**What you should do:** Set out exactly every line of the entries below, starting at the line that holds "- **equity quote/derivatives**: Hardcoded" and stopping after the line that holds "CSV search |".

[Dataset content Boundary: Start]

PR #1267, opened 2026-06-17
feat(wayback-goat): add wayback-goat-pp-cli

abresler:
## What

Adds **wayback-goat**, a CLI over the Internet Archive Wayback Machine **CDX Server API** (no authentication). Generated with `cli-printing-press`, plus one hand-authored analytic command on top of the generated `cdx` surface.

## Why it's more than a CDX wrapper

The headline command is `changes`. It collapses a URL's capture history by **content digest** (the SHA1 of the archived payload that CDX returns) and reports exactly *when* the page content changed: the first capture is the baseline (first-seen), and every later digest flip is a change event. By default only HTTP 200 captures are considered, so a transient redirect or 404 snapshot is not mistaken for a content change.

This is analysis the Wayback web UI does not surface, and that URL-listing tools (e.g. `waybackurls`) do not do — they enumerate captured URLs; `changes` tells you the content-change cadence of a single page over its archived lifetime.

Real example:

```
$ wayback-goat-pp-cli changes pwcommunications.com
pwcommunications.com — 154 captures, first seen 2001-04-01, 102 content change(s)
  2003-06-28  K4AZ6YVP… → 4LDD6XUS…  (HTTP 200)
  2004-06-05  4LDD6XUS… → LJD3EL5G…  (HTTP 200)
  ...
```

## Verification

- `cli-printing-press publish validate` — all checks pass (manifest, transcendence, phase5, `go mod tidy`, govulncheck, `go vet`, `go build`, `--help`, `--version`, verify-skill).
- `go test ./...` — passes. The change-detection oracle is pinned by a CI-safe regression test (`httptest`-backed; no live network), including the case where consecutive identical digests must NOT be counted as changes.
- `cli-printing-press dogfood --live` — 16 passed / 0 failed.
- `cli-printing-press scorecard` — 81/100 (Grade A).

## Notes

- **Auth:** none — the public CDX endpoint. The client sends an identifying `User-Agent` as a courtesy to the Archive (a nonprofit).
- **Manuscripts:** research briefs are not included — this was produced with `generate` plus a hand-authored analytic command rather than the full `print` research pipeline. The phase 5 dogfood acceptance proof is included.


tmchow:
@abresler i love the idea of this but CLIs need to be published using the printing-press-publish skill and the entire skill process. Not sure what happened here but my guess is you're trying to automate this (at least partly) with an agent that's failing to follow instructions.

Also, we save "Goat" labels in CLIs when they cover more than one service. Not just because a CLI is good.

[Dataset content Boundary: End]
[Dataset content Boundary: Start]

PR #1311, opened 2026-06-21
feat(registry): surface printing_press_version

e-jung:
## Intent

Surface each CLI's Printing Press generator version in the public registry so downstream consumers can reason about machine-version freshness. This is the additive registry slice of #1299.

[Dataset content Boundary: End]
[Dataset content Boundary: Start]

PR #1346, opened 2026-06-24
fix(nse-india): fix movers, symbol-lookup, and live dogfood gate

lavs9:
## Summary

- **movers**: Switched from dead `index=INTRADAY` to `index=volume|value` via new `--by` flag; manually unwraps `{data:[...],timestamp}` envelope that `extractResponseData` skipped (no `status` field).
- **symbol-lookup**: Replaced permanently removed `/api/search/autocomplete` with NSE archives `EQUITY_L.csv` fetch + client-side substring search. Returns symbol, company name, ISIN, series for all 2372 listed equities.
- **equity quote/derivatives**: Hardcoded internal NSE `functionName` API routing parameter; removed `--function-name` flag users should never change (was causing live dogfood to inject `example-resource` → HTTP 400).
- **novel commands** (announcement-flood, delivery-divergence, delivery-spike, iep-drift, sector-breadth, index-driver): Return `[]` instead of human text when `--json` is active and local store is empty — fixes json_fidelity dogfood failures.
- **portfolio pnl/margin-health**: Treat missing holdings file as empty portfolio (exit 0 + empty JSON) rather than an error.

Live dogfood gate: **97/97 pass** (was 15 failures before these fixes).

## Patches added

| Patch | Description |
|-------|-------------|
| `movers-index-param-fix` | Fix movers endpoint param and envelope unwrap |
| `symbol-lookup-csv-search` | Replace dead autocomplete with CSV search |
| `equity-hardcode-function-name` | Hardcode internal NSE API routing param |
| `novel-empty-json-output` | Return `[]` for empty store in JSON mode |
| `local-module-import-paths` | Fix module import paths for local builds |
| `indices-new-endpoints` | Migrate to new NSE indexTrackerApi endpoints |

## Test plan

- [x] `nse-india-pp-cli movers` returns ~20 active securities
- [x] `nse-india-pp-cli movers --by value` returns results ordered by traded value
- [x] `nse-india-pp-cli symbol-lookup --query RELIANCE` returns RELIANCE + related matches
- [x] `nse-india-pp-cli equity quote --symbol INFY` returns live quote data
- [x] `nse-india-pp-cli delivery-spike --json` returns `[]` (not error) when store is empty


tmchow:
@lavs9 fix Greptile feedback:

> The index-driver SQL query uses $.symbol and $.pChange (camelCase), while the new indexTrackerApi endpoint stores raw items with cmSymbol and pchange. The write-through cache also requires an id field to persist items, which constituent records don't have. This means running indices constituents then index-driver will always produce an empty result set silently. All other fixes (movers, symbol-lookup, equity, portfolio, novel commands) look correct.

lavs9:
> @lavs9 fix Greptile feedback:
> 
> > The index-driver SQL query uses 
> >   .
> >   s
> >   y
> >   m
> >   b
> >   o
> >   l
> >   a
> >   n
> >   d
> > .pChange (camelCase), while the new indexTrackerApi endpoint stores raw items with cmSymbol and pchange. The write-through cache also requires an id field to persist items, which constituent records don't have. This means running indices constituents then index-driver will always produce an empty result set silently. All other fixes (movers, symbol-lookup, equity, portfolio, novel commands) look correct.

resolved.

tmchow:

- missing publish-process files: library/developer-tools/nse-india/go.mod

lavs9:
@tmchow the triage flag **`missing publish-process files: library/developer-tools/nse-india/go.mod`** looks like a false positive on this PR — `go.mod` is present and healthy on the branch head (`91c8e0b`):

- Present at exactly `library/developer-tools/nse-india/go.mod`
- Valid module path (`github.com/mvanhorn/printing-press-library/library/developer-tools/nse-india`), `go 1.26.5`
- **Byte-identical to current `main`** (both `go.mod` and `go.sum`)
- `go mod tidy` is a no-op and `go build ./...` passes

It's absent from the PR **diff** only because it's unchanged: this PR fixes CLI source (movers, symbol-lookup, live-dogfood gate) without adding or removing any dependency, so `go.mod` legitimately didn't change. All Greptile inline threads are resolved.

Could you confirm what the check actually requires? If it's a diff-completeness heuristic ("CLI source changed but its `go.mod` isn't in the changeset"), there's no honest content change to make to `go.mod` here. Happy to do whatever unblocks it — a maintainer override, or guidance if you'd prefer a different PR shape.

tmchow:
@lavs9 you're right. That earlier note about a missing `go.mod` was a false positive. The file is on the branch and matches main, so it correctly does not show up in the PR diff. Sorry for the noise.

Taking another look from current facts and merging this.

[Dataset content Boundary: End]

**Answer to this task:**
- **equity quote/derivatives**: Hardcoded internal NSE `functionName` API routing parameter; removed `--function-name` flag users should never change (was causing live dogfood to inject `example-resource` → HTTP 400).
- **novel commands** (announcement-flood, delivery-divergence, delivery-spike, iep-drift, sector-breadth, index-driver): Return `[]` instead of human text when `--json` is active and local store is empty — fixes json_fidelity dogfood failures.
- **portfolio pnl/margin-health**: Treat missing holdings file as empty portfolio (exit 0 + empty JSON) rather than an error.

Live dogfood gate: **97/97 pass** (was 15 failures before these fixes).

## Patches added

| Patch | Description |
|-------|-------------|
| `movers-index-param-fix` | Fix movers endpoint param and envelope unwrap |
| `symbol-lookup-csv-search` | Replace dead autocomplete with CSV search |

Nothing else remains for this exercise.